We disagree. In cases involving sexual assault, the Rape Shield Law, N.J.S.A. 2C:14-7, serves to presumptively excluded evidence relating to a victim's prior sexual conduct. N.J.S.A. 2C:14-7(a). Any defendant seeking to introduce such evidence must apply for a hearing with the trial court to determine if the evidence could be admitted under other provisions of the law. Ibid. The Rape Shield Law does allow in prior sexual history when it relates to proving that another individual is the source of any physical evidence or when the evidence could negate the element of force. State v. Budis, 125 N.J. 519, 530 (1991);
Our Supreme Court has reviewed the scope of the Rape Shield Law on several occasions, including very recently in State v. Schnabel, 196 N.J. 116 (2008). The Court has held that the purpose of the law is to "protect the privacy interests of the victim while ensuring a fair determination of the issues bearing on the guilt or innocence of the defendant." Id. at 128 (quoting State v. Garron, 177 N.J. 147, 165 (2003), cert. denied, 540 U.S. 1160, 124 S.Ct. 1169, 157 L.Ed. 2d 1204 (2004)). Furthermore, the law prevents the attempt to discredit a victim by presentation of past history that is irrelevant to the issues of a case. Ibid.

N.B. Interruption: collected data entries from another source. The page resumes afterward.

PR #439, opened 2024-05-15
Unblock remote MySQL blocker by temporarily disabling during upgrade.

sfbee:
Case RE-34:

Changelog: Unblock remote MySQL blocker by temporarily disabling the
 remote profile during the upgrade.

### DIFF
--- a/lib/Elevate/Components/DatabaseUpgrade.pm
+++ b/lib/Elevate/Components/DatabaseUpgrade.pm
@@ -1,7 +1,6 @@
 package Elevate::Components::DatabaseUpgrade;
 
 =encoding utf-8
-
 =head1 NAME
 
 Elevate::Components::DatabaseUpgrade
@@ -16,6 +15,20 @@ use Elevate::Database ();
 
 use parent qw{Elevate::Components::Base};
 
+use Cpanel::MysqlUtils::RemoteMySQL::ProfileManager ();
+
+use File::Slurper;
+use Try::Tiny;
+
+use Cpanel::MysqlUtils::MyCnf::Basic                ();
+use Cpanel::MysqlUtils::RemoteMySQL::ProfileManager ();
+use Cpanel::PasswdStrength::Generate                ();
+use Cpanel::JSON                                    ();
+use Cpanel::SafeRun::Simple                         ();
+use Cpanel::Encoder::URI                            ();
+
+use constant MYSQL_PROFILE_FILE => '/var/cpanel/elevate-mysql-profile';
+
 use Log::Log4perl qw(:easy);
 
 sub pre_leapp ($self) {
@@ -26,6 +39,8 @@ sub pre_leapp ($self) {
     # If the database version is supported on the new OS version, then no need to upgrade
     return if Elevate::Database::is_database_version_supported( Elevate::Database::get_local_database_version() );
 
+    $self->_ensure_localhost_mysql_profile_is_active(1);
+
     Elevate::Database::upgrade_database_server();
 
     return;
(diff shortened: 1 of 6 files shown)


toddr:
@sfbee please remove cover_db from this commit.

lib/Elevate/Components/DatabaseUpgrade.pm
```diff
@@ -26,15 +38,95 @@ sub pre_leapp ($self) {
...
+        }
+    };
+
+    return;
+}
+
+sub _create_new_localhost_profile {
+    my ($profile_manager) = @_;
+
+    my $active_profile = $profile_manager->get_active_profile('dont_die');
```
cPholloway, line 94: FIX:  We should `try/catch` this and die with an elevate specific failure message if we can't get the active profile.  Otherwise, `$active_profile` is undef on line 95 and we do can't write out the active profile on line 95.  Due to this, we will not be able to switch the active profile back to the remote server post elevate either.

lib/Elevate/Components/DatabaseUpgrade.pm
```diff
@@ -26,15 +38,95 @@ sub pre_leapp ($self) {
...
+    File::Slurper::write_text( MYSQL_PROFILE_FILE, $active_profile );
+
+    my $password = Cpanel::PasswdStrength::Generate::generate_password( 16, no_othersymbols => 1 );
+
+    $profile_manager->create_profile(
```
cPholloway, line 99: FIX:  We need to `try/catch` this and die with an elevate specific message if we can't create a locahost profile here.  Otherwise, it will die with an uncaught exception if it fails to create a localhost profile

lib/Elevate/Components/DatabaseUpgrade.pm
```diff
@@ -26,15 +38,95 @@ sub pre_leapp ($self) {
...
+            'mysql_pass' => $password,
+            'mysql_host' => 'localhost',
+            'mysql_port' => Cpanel::MysqlUtils::MyCnf::Basic::getmydbport('root') || 3306,
+            'setup_via'  => 'Auto-generated localhost profile during elevate.',
+        },
+        { 'overwrite' => 1 },
+    );
+
+    INFO("Resetting password for local root MySQL user...");
+    Cpanel::SafeRun::Simple::saferunnoerror( q{/bin/sh}, q{-c}, qq{/usr/local/cpanel/bin/whmapi1 set_local_mysql_root_password password='$password'} );
```
cPholloway, line 112: FIX:  We should capture the output of the API call and make sure that it succeeds.  If the API call fails, we either need to retry or die here.

cPholloway (changes requested):

lib/Elevate/Components/DatabaseUpgrade.pm
```diff
@@ -26,15 +38,95 @@ sub pre_leapp ($self) {
...
+    if ( Cpanel::MysqlUtils::MyCnf::Basic::is_local_mysql() ) {
+        return 1;
+    }
+
+    my $profile_manager = Cpanel::MysqlUtils::RemoteMySQL::ProfileManager->new();
+
+    # Validate that the current “localhost” profile exists, and contains valid settings.
+    try {
+        $profile_manager->validate_profile('localhost');
+        _activate_localhost_profile($profile_manager);
```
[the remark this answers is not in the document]
sfbee: validate_profile() dies if the profile isn't valid, and _activate_localhost_profile() dies if it can't close out the profile manager's lock

cPholloway:
FIX:

1.  This branch is 18 commits behind main to make sure there are no conflicts.
2. I am not seeing any new tests in this commit.  By change, did those not get added in with this commit?

cPholloway (changes requested):

t/components-DatabaseUpgrade.t
```diff
@@ -0,0 +1,258 @@
...
+use Test::MockModule qw/strict/;
+use Test::MockFile   qw/strict/;
+
+use lib $FindBin::Bin . "/lib";
+use Test::Elevate;
+
+use cPstrict;
+
+use strict;
+use warnings;
```
cPholloway, line 26: TRIVIAL:  We do not need these since this uses `cPstrict`

cPholloway (approved):

lib/Elevate/Components/DatabaseUpgrade.pm
```diff
@@ -16,6 +15,20 @@ use Elevate::Database ();
...
+use Try::Tiny;
+
+use Cpanel::MysqlUtils::MyCnf::Basic                ();
+use Cpanel::MysqlUtils::RemoteMySQL::ProfileManager ();
+use Cpanel::PasswdStrength::Generate                ();
+use Cpanel::JSON                                    ();
+use Cpanel::SafeRun::Simple                         ();
+use Cpanel::Encoder::URI                            ();
+
+use constant MYSQL_PROFILE_FILE => '/var/cpanel/elevate-mysql-profile';
```
tbordner, line 30: As far as I can tell, this isn't being created? At no point has Elevate tried to restore the remote instances after this whether they are still valid or not.

tbordner (changes requested):
The blocker is removed, elevation succeeds, and the remote MySQL configurations are preserved but NOT reactivated after the update.

No configurations seem to trigger the path starting at line 5278.

toddr:
I'm declining this request because it needs to be submitted by someone else at this point.

PR #440, opened 2024-05-16
Have pre_leapp component remove packages that leapp will remove

cPholloway:
Case RE-132:  The leapp utility will remove some packages due to incompatibility/dependency related issues after the upgrade to AlmaLinux/CloudLinux 8 has been completed.  Rather than relying on leapp to handle the removal of these packages (potential upstream bugs), we should instead manually remove them as part of a pre_leapp component. This change updates a component to perform this removal prior to leapp executing.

However, a defendant's right to confront witnesses under the Federal and State Constitutions require a limiting of the scope of the protection provided by the Rape Shield Law, otherwise those rights "would be . . . empty one[s] if the State were permitted to exclude competent, reliable evidence bearing on . . . credibility . . . when such evidence is central to the defendant's claim of innocence." Id. at 129 (quoting Crane v. Kentucky, 476 U.S. 683, 690, 106 S.Ct. 2142, 2147, 90 L.Ed. 2d 636, 645 (1986)). In light of the important constitutional rights of a defendant, a court "must balance competing factors to determine when the admission of prior sexual [activity] is appropriate." Id. at 130. On one side is the interest of the State in excluding the proposed evidence against the defendant's constitutional rights. However, when "evidence is relevant and necessary to a fair determination of the issues," the constitutional rights must prevail. Ibid. (quoting Garron, supra, 177 N.J. at 171).
Resolution of the issue turns largely on the judge's findings of fact. He found: (1) no proof of A.M. having been sexually active; (2) no proof that A.M. reported prior sexual partners to Dr. Shaw, other than what appears in the doctor's notes; and (3) the grandmother denied making any threats to A.M. regarding an exam for virginity. Given these findings, which are supported by the proofs and are thus binding on us, it is clear that the judge's ruling is correct pursuant to the Rape Shield Law. State v. Locurto, 157 N.J. 463, 470-71 (1999) (quoting State v. Johnson, 42 N.J. 146, 161-62 (1964)).
The second contention is:
THE TRIAL COURT IMPOSED AN EXCESSIVE SENTENCE, NECESSITATING REDUCTION. We disagree.
After a careful review of the record we conclude that the sentencing factors identified by the judge are supported by the evidence. Johnson, supra, 42 N.J. at 162. The aggravating factors preponderate and justify the sentence imposed. The sentence is in accord with the sentencing guidelines and based on a proper weighing of the factors. State v. O'Donnell, 117 N.J. 210, 215 (1989). The sentence does not shock our judicial conscience. State v. Roth, 95 N.J. 334, 364-65 (1984). We also conclude that the sentences comply with the mandates of Blakely v. Washington, 542 U.S. 296, 124 S.Ct. 2531, 159 L.Ed. 2d 403 (2004); State v. Abdullah, 184 N.J. 497 (2005); and State v. Natale, 184 N.J. 458 (2005) (Natale II).